- Sen korkma, ona uzun bir müddet mühlet ver… Asker topla, yüzlerce hileler düz de” diye vahiy geldi.
- تو مترس و مهلتش ده دمدراز ** گو سپه گرد آر و صد حیلت بساز
- Musa aleyhisselâm’ın Firavuna şehirlerdeki sihirbazları toplamak üzere mühlet vermesi
- مهلت دادن موسی علیهالسلام فرعون را تا ساحران را جمع کند از مداین
- Musa, “Emir geldi, mühlet sana. Bizden kurtuldun, şimdilik ben yerime gidiyorum” dedi.
- گفت امر آمد برو مهلت ترا ** من بجای خود شدم رستی ز ما
- Musa yola düştü, ejderha da bilgili ve dost bir av köpeği gibi peşine takıldı. 1100
- او همیشد و اژدها اندر عقب ** چون سگ صیاد دانا و محب
- Av köpeği gibi kuyruğunu sallayarak gidiyor, ayaklarının altında taşları kum gibi eziyordu.
- چون سگ صیاد جنبان کرده دم ** سنگ را میکرد ریگ او زیر سم
- Taşı, demiri nefesiyle çekip sömürmekte, demiri apaşikâr bir surette ağzında ezip çiğnemekteydi.
- سنگ و آهن را بدم در میکشید ** خرد میخایید آهن را پدید
- Havalanıp burçların üstüne çıkmakta, Rum, Gürcü… Herkes ondan kaçmaktaydı.
- در هوا میکرد خود بالای برج ** که هزیمت میشد از وی روم و گرج
- Deve gibi ağzından köpükler saçıyordu. O köpüğün bir katresi kimin üstüne düşse cüzzam illetine tutuluyordu.

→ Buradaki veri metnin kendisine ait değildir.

PR #66, opened 2020-06-16
tests/srp/rc: Do not pass an empty string to dd

bvanassche:
Instead of passing an empty string as argument to dd, do not pass any
argument when not using direct I/O.

Fixes: 577caa7d2b4a ("Fix unquoted integer shellcheck errors")

### DIFF
--- a/tests/srp/rc
+++ b/tests/srp/rc
@@ -516,12 +516,12 @@ start_lio_srpt() {
 	i=0
 	for r in "${vdev_path[@]}"; do
 		if [ -b "$(readlink -f "$r")" ]; then
-			oflag=oflag=direct
+			oflag=(oflag=direct)
 		else
-			oflag=
+			oflag=()
 		fi
 		echo -n "Zero-initializing $r ... " >>"$FULL"
-		dd if=/dev/zero of="${r}" bs=1M count=$((ramdisk_size>>20)) "$oflag" >/dev/null 2>&1 || return $?
+		dd if=/dev/zero of="${r}" bs=1M count=$((ramdisk_size>>20)) "${oflag[@]}" >/dev/null 2>&1 || return $?
 		echo "done" >>"$FULL"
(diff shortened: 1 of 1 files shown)


osandov:
My bad, thanks, Bart.

kawasaki:
@osandov @bvanassche  FYI, after this commit, make check reports a warning in my environment. I think we need to quote "oflag=direct".

> shellcheck -x -e SC2119 -f gcc check new common/* \                                                                    │                                                                                                                 │
>         tests/*/rc tests/*/[0-9]*[0-9]                                                                                 │                                                                                                                 │
> tests/srp/rc:519:11: warning: The = here is literal. To assign by index, use ( [index]=value ) with no spaces. To keep │                                                                                                                 │
> as literal, quote it. [SC2191]                                                                                         │                                                                                                                 │
> make: *** [Makefile:21: check] Error 1

bvanassche:
Is something like the patch below perhaps what you had in mind? Do you want to submit this as a patch or do you perhaps expect me to do that?
~~~
diff --git a/tests/srp/rc b/tests/srp/rc
index 317ef03a3f4f..72a3bca3b44d 100755
--- a/tests/srp/rc
+++ b/tests/srp/rc
@@ -517,7 +517,7 @@ start_lio_srpt() {
 	i=0
 	for r in "${vdev_path[@]}"; do
 		if [ -b "$(readlink -f "$r")" ]; then
-			oflag=(oflag=direct)
+			oflag=("oflag=direct")
 		else
 			oflag=()
 		fi
~~~

kawasaki:
@bvanassche Yes, that change avoids the warning. May I ask you to submit the patch?

bvanassche:
Please take a look at https://github.com/osandov/blktests/pull/72.

kawasaki:
@bvanassche Thank you!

- کفک میانداخت چون اشتر ز کام ** قطرهای بر هر که زد میشد جذام
- Dişlerinin gıcırtısı, yürekleri yerinden oynatıyor, kara aslanların bile canları elden gidiyordu. 1105
- ژغژغ دندان او دل میشکست ** جان شیران سیه میشد ز دست
- O seçilmiş peygamber, kavminin yanına varınca ejderhayı boğazından yakaladı, ejderha asâ oldu yine.
- چون به قوم خود رسید آن مجتبی ** شدق او بگرفت باز او شد عصا
- Asâya dayandı da dedi ki: “Ne şaşılacak şey. Bizim yanımızda güneş, düşmana karşı gece!
- تکیه بر وی کرد و میگفت ای عجب ** پیش ما خورشید و پیش خصم شب
- Ne hayret edilecek şey ki bu ordu, kuşluk güneşiyle dopdolu olan bu âlemi görmüyor.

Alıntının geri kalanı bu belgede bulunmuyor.